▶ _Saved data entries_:
BEGIN

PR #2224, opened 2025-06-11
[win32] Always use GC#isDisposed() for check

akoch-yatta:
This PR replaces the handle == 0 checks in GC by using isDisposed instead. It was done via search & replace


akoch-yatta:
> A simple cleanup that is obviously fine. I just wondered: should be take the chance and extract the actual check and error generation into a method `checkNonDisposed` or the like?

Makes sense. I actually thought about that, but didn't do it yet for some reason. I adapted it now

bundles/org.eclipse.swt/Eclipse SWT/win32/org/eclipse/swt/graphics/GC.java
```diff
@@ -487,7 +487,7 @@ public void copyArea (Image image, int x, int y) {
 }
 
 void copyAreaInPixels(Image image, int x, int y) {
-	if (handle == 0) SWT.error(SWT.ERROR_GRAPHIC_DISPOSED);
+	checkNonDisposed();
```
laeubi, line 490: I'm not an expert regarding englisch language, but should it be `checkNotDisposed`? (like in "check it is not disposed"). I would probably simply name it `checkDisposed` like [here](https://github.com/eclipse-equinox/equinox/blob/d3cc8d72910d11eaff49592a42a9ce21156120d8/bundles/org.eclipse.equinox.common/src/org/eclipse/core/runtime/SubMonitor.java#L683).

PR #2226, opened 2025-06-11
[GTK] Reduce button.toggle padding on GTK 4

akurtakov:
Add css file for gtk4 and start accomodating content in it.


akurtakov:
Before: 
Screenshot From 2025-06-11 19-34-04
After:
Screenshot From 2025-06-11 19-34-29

END

▶ _What the task asks_:
Write out, exactly as given, the line containing "Add css file" and every line after it to the end of the records. Include nothing else.

▶ _Output of the exercise_:
Add css file for gtk4 and start accomodating content in it.


akurtakov:
Before: 
Screenshot From 2025-06-11 19-34-04
After:
Screenshot From 2025-06-11 19-34-29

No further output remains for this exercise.